Wallander - Official Poster - from IMDB.com

Wallander – Official Poster – from IMDB.com

Wallander (2008, 2010)

Stars: Kenneth Branagh, Sarah Smart and Richard McCabe
Series Writing credits: Richard Cottan (6 episodes, 2008-2010), Henning Mankell (6 episodes, 2008-2010), Peter Harness (3 episodes, 2012). Based on Henry Mankell’s novels.

I love my crime thriller TV shows more than most. There is something that compels me to watch them. From my adolescent times I loved CSI and for a while wanted to be a forensic scientist, then I discovered I hated chemistry and because that was a major component of being a forensic scientist I decided it wasn’t for me. The investigation and the intrigue that comes with crime shows is something I love because it is narrative driven. However when it comes to a show like Wallander there is something primarily different about it. The pace, the setting, the characters, the stories, and the audience it attracts is very different from your usual CSI, NCIS, and Law&Order audience members. It is much more character driven than other crime shows and it is for this reason that it has become a new favourite for me. That and Tom Hiddleston is in it. He is the reason I started watching it. I may be a little obsessed but don’t let that bias my opinion of the show because disappointedly he is only a minor character in the show and so it isn’t the reason I kept watching.

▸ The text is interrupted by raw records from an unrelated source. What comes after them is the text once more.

PR #221, opened 2018-12-07
Fixes “Not a valid executable” error in installer

aakriti-jain:
This issue was addressed in git-for-windows/git#1951.
Currently, I have only edited the error message as it only showed the first 3 characters if the path was not of a valid .exe file.

I need a suggestion: Should I also make it support CMD commands using %PATH% enviroment?  Currently the message is apt for its working.

Signed-off-by: Aakriti Jain <aakritijain1102@gmail.com>


installer/install.iss
```diff
@@ -1215,21 +1215,26 @@ begin
...
     Path:=EditorPage.Values[0]+' ';
-    if not WildcardMatch(Lowercase(Path), '"*.exe" *') then
-        PathLength:=Pos('.exe ',Lowercase(Path))+3
-    else begin
-        PathLength:=Pos('.exe" ',Lowercase(Path))+2;
-        Path:=Copy(Path,2,PathLength)+Copy(Path,PathLength+3,Length(Path))
-    end;
+    if Pos('.exe',Lowercase(Path))=0 then begin
+    	CustomEditorPath:=EditorPage.Values[0];
+        CustomEditorOptions:='';
```
dscho: This would neatly fit in the previous code's `else` clause:

```pascal
    if not WildcardMatch(Lowercase(Path), '"*.exe" *') then
        PathLength:=Pos('.exe ',Lowercase(Path))+3
    else if Pos('.exe',Lowercase(Path))=0 then begin
        CustomEditorPath:=EditorPage.Values[0];
        CustomEditorOptions:='';
    else begin
        PathLength:=Pos('.exe" ',Lowercase(Path))+2;
        Path:=Copy(Path,2,PathLength)+Copy(Path,PathLength+3,Length(Path))
    end;
```

But what about `code --wait`? It would fall into that new clause, and assume that the entire string is the path to the executable.

I would think, however, that it would maybe make more sense to replace the `"*.exe" *` pattern by `"*" *`, and then just search for `" ` instead of `.exe ` in line 1221.

But I guess the entire code is confusing, because the first clause is about *not* matching that pattern. So how about this:

```pascal
    if WildcardMatch(Lowercase(Path), '"*" *') then
        PathLength:=Pos('" ',Lowercase(Path));
        CustomEditorPath:=Copy(Path,2,PathLength);
        CustomEditorOptions:=Copy(Path,PathLength+2,Length(Path))
    else if Pos(' ',Lowercase(Path))>0 then begin
        PathLength:=Pos(' ',Lowercase(Path));
        CustomEditorPath:=Copy(Path,1,PathLength);
        CustomEditorOptions:=Copy(Path,PathLength+2,Length(Path))
    else begin
        CustomEditorPath:=Path;
        CustomEditorOptions:=''
    end;
```

aakriti-jain: Currently the text field supports path with spaces (Like - C:\Program Files\editor.exe -w) but in your implementation, it would fall in the second clause making things go wrong.

I can surely make this nested if to if..elseif..else way you suggested. I will make this change in next commit.

aakriti-jain:
The code is currently such that after every change, it checks weather the variable `CustomEditorPath` exists and is an .exe file, and enables/disables the Next button accordingly. That means the status of button changes after every hit of keyboard.
I may be wrong, but wont this approach make a lot of overhead?

But still I am working on the solution for it. I will let you know if I manage to get it to work.

installer/install.iss
dscho: > Currently the text field supports path with spaces (Like - C:\Program Files\editor.exe -w) but in your implementation, it would fall in the second clause making things go wrong.

That's a good point. So we should first check for quoted `.exe`, then unquoted `.exe`, then quoted path without extension, then unquoted path without extension, right?

dscho:
> The code is currently such that after every change, it checks weather the variable `CustomEditorPath` exists and is an .exe file, and enables/disables the Next button accordingly. That means the status of button changes after every hit of keyboard.
> I may be wrong, but wont this approach make a lot of overhead?

You're right!

I was wrong to mention that function. What I meant was the validation that would bug the user with that error message unless the path exists and ends in `.exe`.

dscho:
Please note that Git v2.20.0 has already been released, and therefore I want to publish Git for Windows v2.20.0 as soon as possible.

Unfortunately, this means that this PR won't make it in before that version, but given that the custom editor option is relatively new (and does not seem to be used very often yet), I think we can take our time to hammer out the kinks and get it into v2.20.1 (or v2.20.0(2), or v2.21.0, whichever comes first after we're done with this PR). Does that sound okay, @aakriti-jain?

aakriti-jain:
Sorry @dscho I had exams in my college and had to pause the work on it. I will surely work on it and complete this task surely before the next release.

dscho:
@aakriti-jain no worries.  Do you want me to pick up some tasks, or do you want me to wait for you to do it all?

dscho:
@aakriti-jain excellent. I think we have enough time. Just let me know whenever I can be of assistance.

aakriti-jain:
@dscho I have written the code as you suggested such that function `PathIsValidExecutable` now searches for every executable (in `%PATHEXT%`) in locations in `%PATH%`. And there is no noticeable lag too 😄 
But when I test it with Sublime Text using the command `subl -w`, it would just get stuck, even after editing the temporary file and closing the editor. I tried this with the released version of Git for Windows (but instead giving complete path), had the same problem. VSCode works smoothly though.

So I guess this was not an error of the new code that I wrote, but with the Sublime Text instead. So should I try to fix this in the same PR or move it to a second?

dscho:
@aakriti-jain thank you so much! I worked a bit on top of your patches, and I think it should work with Sublime Text now. Could I ask you to test?

aakriti-jain:
Yes I will test it now! Sorry I was out of station these days and couldn't test it then. I will just test and complete this issue.

aakriti-jain:
@dscho all the cases have been tested and most of them worked perfectly fine! Thank you so much for the extra patches you made!

Just a thing more: This option is still disabled-
capture

I have Sublime Text 3 properly installed but its not showing so.

dscho:
> I have Sublime Text 3 properly installed but its not showing so.

Hmm. I don't have that installed...

Could you maybe debug by placing strategic "debug print statements" (I usually abuse `LogError()` for this purpose) and then run `./installer/release.sh -d Editor` in `/usr/src/build-extra/`?

aakriti-jain:
Can I work on it a bit later in a separate PR? Been a bit busy these days

dscho:
> Can I work on it a bit later in a separate PR? Been a bit busy these days

Of course!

This show follows the man Wallander (Kenneth Branagh) as he is confronted with the harsh reality of murder and the emotional damage that being around crime can have on a detective. It shows a different aspect of a detective as he continues to investigate these murders, it shows the character’s moral dilemma and the weight that is placed on the detectives as they try and make sense of the irrationality of murder. Kenneth Branagh’s portrayal of Kurt Wallander is full of theatrical depth that you expect from a thespian of his caliber but the most interesting this about this casting is that his performance is almost entirely held in his expressions. Wallander is a man of few words, he is closed off, cold, and tormented by his vocation and Branagh is able to convey the complexity of this character in a single eye flicker or the way he holds his body as he approaches a crime scene. Wallander is a man that is confronted with the most horrific of human behaviours and struggles to deal with the trauma of these circumstances. Branagh grabs you and takes you with him as he explores the world of Wallander and pulls you in as he becomes more emotionally and mentally drained by these cases.

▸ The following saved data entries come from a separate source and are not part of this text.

PR #235, opened 2019-03-01
installer: Fix version of installer and installed file

r1walz:
As reported by @JJClements, the File version and Product version of the installer and installed binary were not the same. They are set by the `installer/release.sh` and by using `sdk build (installer | git-and-installer)` commands, which created this discrepancy.

Closes: git-for-windows/git#1797

### DIFF
--- a/installer/install.iss
+++ b/installer/install.iss
@@ -38,11 +38,10 @@ OutputDir={#GetEnv('USERPROFILE')}
 #endif
 #endif
 SolidCompression=yes
-#ifdef SOURCE_DIR
-SourceDir={#SOURCE_DIR}
-#else
-SourceDir={#SourcePath}\..\..\..\..
+#ifndef SOURCE_DIR
+#define SOURCE_DIR SourcePath+'\..\..\..\..'
 #endif
+SourceDir={#SOURCE_DIR}
 #if BITNESS=='64'
 ArchitecturesInstallIn64BitMode=x64
 #endif
@@ -50,13 +49,17 @@ ArchitecturesInstallIn64BitMode=x64
 SignTool=signtool
 #endif
 
+#define FILE_VERSION GetFileVersion(SOURCE_DIR+'\'+MINGW_BITNESS+'\bin\git.exe')
+#define PROD_VERSION GetStringFileInfo(SOURCE_DIR+'\'+MINGW_BITNESS \
+				+'\bin\git.exe', 'ProductVersion')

The pace of this show is one of the surprising things I found in watching it. It is slow and quiet. The atmosphere is dense and weighty and it feels all encompassing as you sit and watch these characters and stories unfold. It is definitely not a style that most people would enjoy and I would compare it to a popular fiction reader attempting to read literary fiction for the first time. It is heavy going and it does take a while to get into it. There are particular moments in each episode where if I hadn’t felt compelled to find Tom Hiddleston in the first episode that I may have switched off, but once you meet Kurt Wallander and get to know him a little bit more you can’t help but keep watching. The stories are particularly dark and complex but also truly intriguing. I have really fell in love with the characters in Wallander and the stories that connect them together. It shows the real pace of investigation and the humanity that lies behind both the criminal acts and the justice provided, as well the haunting of those detectives who are faced with the horrific. It is moving and beautiful at the same time and I have felt connected to these characters more than I usually do in tv shows. They feel real, they feel like they could be out there in the world, they feel true. It is a look at the darkness that underpins the evil in this world and the grief that is carried through the acts of violence that police have to deal with. This is a beautiful and tragic look at investigation of crime.